THE PROBLEM: The entries below are to be retyped exactly. Preserve every word.

BEGIN EXTRACTED DATA

Issue #1312, opened 2023-10-30
(Mainnet verifications) Select farms randomly while deploying any solution


AhmedHanafy725:
this can be done by 2 requests

- Get the available farms and their count and how many pages.
- Select a random page and get a random farm from this page.

0oM4R:
@AhmedHanafy725 can you mention the endpoint for the first request please?

AhmedHanafy725:
the same as the current one but set the `ret_count` to `true`

0oM4R:
Investigation and Solution:
- currently we are using grid client to get the farms and the `send` method returns only the `data` we are locking for a header 
- using gridproxy client is also an option but we will have to change the filteroptions type 
- another solution is to have competition between gridporxy to get the count, then getting the farms after that by the existing option.

0oM4R:
Work Completed:
I implemented the needed function in gridclient and its call on utils/getfarms
implemented the randomization logic that store the selected pages and pick a new random number that isn't in the selected list 


Work in Progress (WIP):
testing the current flow and have some issue with reset the selected array when the filters got updated, also there is some requests that I didn't catch why they were called.


Investigation and Solution:
- will work on the reset section
- the two requests take so long time to pick the farm, not sure if this is a general issue or something related to my network

0oM4R:
Work Completed:
all needed logic is done.

Work in Progress (WIP):
 - faced an issue while testing that the website keep making requests and didn't stop,
 

[Screencast from 06 نوف, 2023 EET 05:59:33 م.webm](https://github.com/threefoldtech/tfgrid-sdk-ts/assets/62248851/4833d980-0fbf-45ee-8ee2-5e8b1732d9e4)


- the `{ exclusiveFor: props.exclusiveFor }` and filtering the blocked farms on get farms count not sure how to handle this point

0oM4R:
## status 
Work Completed:
- requests issue is not related to the current solution and i opened an issue for it #1373 
- all needed logic are completed and pr #1370 is ready for review.

A-Harby:
Verified on Devnet,
Every time a solution is selected, the farms are randomized, and a node is shown from that farm.
I tried on devnet, and it only had 2 farms, and both showed after a few refreshings.
![image](https://github.com/threefoldtech/tfgrid-sdk-ts/assets/109473873/789de5f4-1a2f-434f-97b4-a89798decbfc)
[...]

PR #1370, opened 2023-11-06
available farms randomization 

0oM4R:
##### Please make sure to test this pr against mainnet because it has a large number of farms
Select random page based on the total available pages and the already visited pages

### Changes
- gridclient
  - create `sendWithFullResponse` function that returns the whole response not just the `data`
  - create `getFarmsCount` that uses the `sendWithFullResponse` function, the passed filters, `ret_count = true` and set page to 1; to get the total count of farms 
- playground
  - `getFarmsPages` uses the gridclient to get the total farms pages 
  - changed the flow of getting farms to be: 
      1.   -  on mount or `shouldBeUpdated == true`: reset the variables and get the farmCount then set page to a randomvalue then loadfarms, and store the current page to `selectedpages `array
      2. create a new random page number in the range of pageCount that does not exist in selectedpages array
      3. if the response of get farms is empty and we can load more [ this case is happens when the  farms on the current page are blocked farms and we didn't visit all available pages ] we set a new random value and `loadFarms` again

### Related Issues

- #1312 

### Checklist

- [ ] Tests included
- [x] Build pass
- [ ] Documentation

### DIFF
--- a/packages/grid_client/src/helpers/requests.ts
+++ b/packages/grid_client/src/helpers/requests.ts
@@ -13,4 +13,17 @@ async function send(method: Method, url: string, body: string, headers: Record<s
   }
   return response.data;
 }
-export { send };
+async function sendWithFullResponse(method: Method, url: string, body: string, headers: Record<string, string>) {
+  const options = {
+    method: method,
+    url: url,
+    data: body,
+    headers: headers,
+  };
+  const response = await axios(options);
+  if (response.status >= 400) {
+    throw Error(`HTTP request failed with status code: ${response.status} due to: ${response.data}`);
+  }
+  return response;
+}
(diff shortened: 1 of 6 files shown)


packages/grid_client/src/helpers/requests.ts
MohamedElmdary, line 1: Please use sendWithFullResponse in send to avoid duplicated code

Mahmoud-Emad (approved):

packages/grid_client/src/helpers/requests.ts
0oM4R: thanks, done

amiraabouhadid (approved):

MohamedElmdary (approved):

Issue #1306, opened 2023-10-30
Show notification in case of slow connectivity 


maayarosama:

mohamedamer453:
Update:

Work Completed:

- Moved the grid client object inside the try/catch block and now appropriate error messages are displayed when a network error happens. 
- Didn't add a separate notification since already a clear error message appears for the user and the nodes field doesn't infinitely load anymore as seen in #1374 


Status:

Pr is ready for review.

A-Harby:
Verified,
- Devnet
- 6d0ec3d
- [TC2307 - Error message for filter failure](https://app.testlodge.com/a/26076/projects/40893/suites/234374?expand_section=422336#case_4155955)

I tried with slow and by turning the network offline and the message error was shown to me and the validating stopped loading.
![image](https://github.com/threefoldtech/tfgrid-sdk-ts/assets/109473873/9a814597-4864-4e48-aa1b-1ebc0d675318)

ramezsaeed:
verified:
- Devnet
- 000eea2

Issue #995, opened 2023-08-15
Introduce error types in clients


AhmedHanafy725:
Some of the features are depending on checking if the error message contains part of the message which might be re-phrased and break the feature. So it's better to have well-defined error types to check against.

0oM4R:
#### Status
Investigation and solution:
We may implement a new common package to include the common functionality and types 
we can start with Errors types and class

[...]

PR #1374, opened 2023-11-07
fix nodes field infinite loading

mohamedamer453:
### Description

Fix the infinite loading in the Nodes Id field when a connection error happens.

### Changes

- Moved the grid client object inside the try/catch block to catch network errors instead of loading infinitely 

- Now when a network error happens, the appropriate error message will be displayed instead of loading infinitely.

image
 
image

### Related Issues

#1306 

### Checklist

- [ ] Tests included
- [x] Build pass
- [ ] Documentation

### DIFF
--- a/packages/playground/src/components/select_node.vue
+++ b/packages/playground/src/components/select_node.vue
@@ -218,9 +218,9 @@ async function loadNodes(farmId: number) {
   errorMessage.value = "";
   const filters = props.filters;
   farmManager?.setLoading(true);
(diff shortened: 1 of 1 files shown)


amiraabouhadid (approved):

0oM4R (approved):
I'm not comfortable with the error message, should start with upper case, but i think we will handle this on [#995](https://github.com/threefoldtech/tfgrid-sdk-ts/issues/995)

END EXTRACTED DATA

EXERCISE OUTPUT:
Issue #1312, opened 2023-10-30
(Mainnet verifications) Select farms randomly while deploying any solution


AhmedHanafy725:
this can be done by 2 requests

- Get the available farms and their count and how many pages.
- Select a random page and get a random farm from this page.

0oM4R:
@AhmedHanafy725 can you mention the endpoint for the first request please?

AhmedHanafy725:
the same as the current one but set the `ret_count` to `true`

0oM4R:
Investigation and Solution:
- currently we are using grid client to get the farms and the `send` method returns only the `data` we are locking for a header 
- using gridproxy client is also an option but we will have to change the filteroptions type 
- another solution is to have competition between gridporxy to get the count, then getting the farms after that by the existing option.

0oM4R:
Work Completed:
I implemented the needed function in gridclient and its call on utils/getfarms
implemented the randomization logic that store the selected pages and pick a new random number that isn't in the selected list 


Work in Progress (WIP):
testing the current flow and have some issue with reset the selected array when the filters got updated, also there is some requests that I didn't catch why they were called.


Investigation and Solution:
- will work on the reset section
- the two requests take so long time to pick the farm, not sure if this is a general issue or something related to my network

0oM4R:
Work Completed:
all needed logic is done.

Work in Progress (WIP):
 - faced an issue while testing that the website keep making requests and didn't stop,
 

[Screencast from 06 نوف, 2023 EET 05:59:33 م.webm](https://github.com/threefoldtech/tfgrid-sdk-ts/assets/62248851/4833d980-0fbf-45ee-8ee2-5e8b1732d9e4)


- the `{ exclusiveFor: props.exclusiveFor }` and filtering the blocked farms on get farms count not sure how to handle this point

0oM4R:
## status 
Work Completed:
- requests issue is not related to the current solution and i opened an issue for it #1373 
- all needed logic are completed and pr #1370 is ready for review.

A-Harby:
Verified on Devnet,
Every time a solution is selected, the farms are randomized, and a node is shown from that farm.
I tried on devnet, and it only had 2 farms, and both showed after a few refreshings.
![image](https://github.com/threefoldtech/tfgrid-sdk-ts/assets/109473873/789de5f4-1a2f-434f-97b4-a89798decbfc)
[...]

PR #1370, opened 2023-11-06
available farms randomization 

0oM4R:
##### Please make sure to test this pr against mainnet because it has a large number of farms
Select random page based on the total available pages and the already visited pages

### Changes
- gridclient
  - create `sendWithFullResponse` function that returns the whole response not just the `data`
  - create `getFarmsCount` that uses the `sendWithFullResponse` function, the passed filters, `ret_count = true` and set page to 1; to get the total count of farms 
- playground
  - `getFarmsPages` uses the gridclient to get the total farms pages 
  - changed the flow of getting farms to be: 
      1.   -  on mount or `shouldBeUpdated == true`: reset the variables and get the farmCount then set page to a randomvalue then loadfarms, and store the current page to `selectedpages `array
      2. create a new random page number in the range of pageCount that does not exist in selectedpages array
      3. if the response of get farms is empty and we can load more [ this case is happens when the  farms on the current page are blocked farms and we didn't visit all available pages ] we set a new random value and `loadFarms` again

### Related Issues

- #1312 

### Checklist

- [ ] Tests included
- [x] Build pass
- [ ] Documentation

### DIFF
--- a/packages/grid_client/src/helpers/requests.ts
+++ b/packages/grid_client/src/helpers/requests.ts
@@ -13,4 +13,17 @@ async function send(method: Method, url: string, body: string, headers: Record<s
   }
   return response.data;
 }
-export { send };
+async function sendWithFullResponse(method: Method, url: string, body: string, headers: Record<string, string>) {
+  const options = {
+    method: method,
+    url: url,
+    data: body,
+    headers: headers,
+  };
+  const response = await axios(options);
+  if (response.status >= 400) {
+    throw Error(`HTTP request failed with status code: ${response.status} due to: ${response.data}`);
+  }
+  return response;
+}
(diff shortened: 1 of 6 files shown)


packages/grid_client/src/helpers/requests.ts
MohamedElmdary, line 1: Please use sendWithFullResponse in send to avoid duplicated code

Mahmoud-Emad (approved):

packages/grid_client/src/helpers/requests.ts
0oM4R: thanks, done

amiraabouhadid (approved):

MohamedElmdary (approved):

Issue #1306, opened 2023-10-30
Show notification in case of slow connectivity 


maayarosama:

mohamedamer453:
Update:

Work Completed:

- Moved the grid client object inside the try/catch block and now appropriate error messages are displayed when a network error happens. 
- Didn't add a separate notification since already a clear error message appears for the user and the nodes field doesn't infinitely load anymore as seen in #1374 


Status:

Pr is ready for review.

A-Harby:
Verified,
- Devnet
- 6d0ec3d
- [TC2307 - Error message for filter failure](https://app.testlodge.com/a/26076/projects/40893/suites/234374?expand_section=422336#case_4155955)

I tried with slow and by turning the network offline and the message error was shown to me and the validating stopped loading.
![image](https://github.com/threefoldtech/tfgrid-sdk-ts/assets/109473873/9a814597-4864-4e48-aa1b-1ebc0d675318)

ramezsaeed:
verified:
- Devnet
- 000eea2

Issue #995, opened 2023-08-15
Introduce error types in clients


AhmedHanafy725:
Some of the features are depending on checking if the error message contains part of the message which might be re-phrased and break the feature. So it's better to have well-defined error types to check against.

0oM4R:
#### Status
Investigation and solution:
We may implement a new common package to include the common functionality and types 
we can start with Errors types and class

[...]

PR #1374, opened 2023-11-07
fix nodes field infinite loading

mohamedamer453:
### Description

Fix the infinite loading in the Nodes Id field when a connection error happens.

### Changes

- Moved the grid client object inside the try/catch block to catch network errors instead of loading infinitely 

- Now when a network error happens, the appropriate error message will be displayed instead of loading infinitely.

image
 
image

### Related Issues

#1306 

### Checklist

- [ ] Tests included
- [x] Build pass
- [ ] Documentation

### DIFF
--- a/packages/playground/src/components/select_node.vue
+++ b/packages/playground/src/components/select_node.vue
@@ -218,9 +218,9 @@ async function loadNodes(farmId: number) {
   errorMessage.value = "";
   const filters = props.filters;
   farmManager?.setLoading(true);
(diff shortened: 1 of 1 files shown)


amiraabouhadid (approved):

0oM4R (approved):
I'm not comfortable with the error message, should start with upper case, but i think we will handle this on [#995](https://github.com/threefoldtech/tfgrid-sdk-ts/issues/995)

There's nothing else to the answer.